Depuis le début, la stratégie des Grecs a été de jouer la montre. Si elle a fonctionné jusque là, les échéances des dettes approchant dangereusement, elle se retourne contre eux. La sagesse dicterait que Tsipras explique à la Grèce qu’il a consenti à une période transitoire où l’austérité demeurerait, afin d’assurer le versement de liquidités dont l’Etat à besoin – sans quoi elle ferait faillite. Pour l’heure le gouvernement emprunte aux administrations et aux collectivités locales pour tenter de respecter ses engagements, mais il s’agit d’un pansement sur une jambe de bois. Mais les réformes exigées par l’Union européenne et le FMI sont très difficilement acceptables par le gouvernement. Les discussions achoppent en particulier sur les nouvelles coupes dans les retraites et mesures de dérégulation du marché du travail réclamées.
Après une reprise régulière des IDE de 2010 à 2014, ceux-ci se sont retrouvés en berne avec l’arrivée du gouvernement de Tsipras. De nombreux investisseurs ont exprimé leur intérêt à investir en Grèce, mais l’attitude du gouvernement est tout sauf accueillante. Citons les exemples de l’aéroport désaffecté de Hellenikon censé être reconverti en cité balnéaire touristique – principal secteur du pays – ou encore le site de construction navale Skaramangas pour lequel le gouvernement à une attitude protectionniste quasi-féodale, ce qui empêche toute avancée. Pourtant, aujourd’hui, le marché du travail a un besoin urgent d’un coup de pouce (avec un taux de chômage de 28%, qui atteint les 50% pour les moins de 25 ans), Siriza lui-même ayant promis 300 000 nouveaux emplois et une augmentation des revenus minimaux. Contraint par les accords passés avec l’UE, le secteur public ne pourra jamais seul permettre à Tspiras de tenir ses promesses.

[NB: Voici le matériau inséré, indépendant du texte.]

PR #5533, opened 2024-10-13
cli/command/completion: add more unit-tests

thaJeztah:

### DIFF
--- a/cli/command/completion/functions_test.go
+++ b/cli/command/completion/functions_test.go
@@ -29,6 +29,14 @@ func TestCompleteFileNames(t *testing.T) {
 	assert.Check(t, is.Len(values, 0))
 }
 
+func TestCompleteFromList(t *testing.T) {
+	expected := []string{"one", "two", "three"}
+
+	values, directives := FromList(expected...)(nil, nil, "")
+	assert.Check(t, is.Equal(directives&cobra.ShellCompDirectiveNoFileComp, cobra.ShellCompDirectiveNoFileComp), "Should not perform file completion")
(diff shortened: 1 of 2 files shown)


thaJeztah:
Had some of these stashed while I was working on some earlier changes; looks like I never pushed them

cli/command/completion/functions_test.go
```diff
@@ -1,15 +1,350 @@
...
+			expDirective: cobra.ShellCompDirectiveNoFileComp,
+		},
+		{
+			doc: "with results",
+			volumes: []*volume.Volume{
+				{Name: "volume-c"},
+				{Name: "volume-b"},
+				{Name: "volume-a"},
+			},
+			expOut:       []string{"volume-c", "volume-b", "volume-a"},
```
laurazard, line 324: This is making me thing about whether we should order the output. I image it'd be nicer to have it alphanumerically ordered.

laurazard:
Something else that this made me check/think about is that it'd be nice if the completion for commands that can take multiple arguments (such as `docker rm [container] [container]` didn't include arguments already added. I'll write a ticket 😅

laurazard (approved):
LGTM

cli/command/completion/functions_test.go
thaJeztah: Ah, yes, correct. I recalled that I (in one of my PRs) added sorting, but then noticed "it doesn't make a difference!". So somewhat purposefully made these tests show "it's not sorted, and that's ok".

We _could_ check if there's a performance difference in "pre sorting"; not sure if the shell completion code is slower at this?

En attendant qu’Athènes prenne ses responsabilités, ce qui reviendrait à reculer pour mieux sauter, outre le spectre de la faillite (à la fois crainte et outil de chantage pour le gouvernement grec) toutes ces incertitudes handicapent sévèrement l’économie grecque – d’où ces chiffres décevants. Les patrons des quatre grandes banques grecques ont appelé individuellement dimanche, dans le quotidien Kathimerini, à une issue positive rapide des négociations.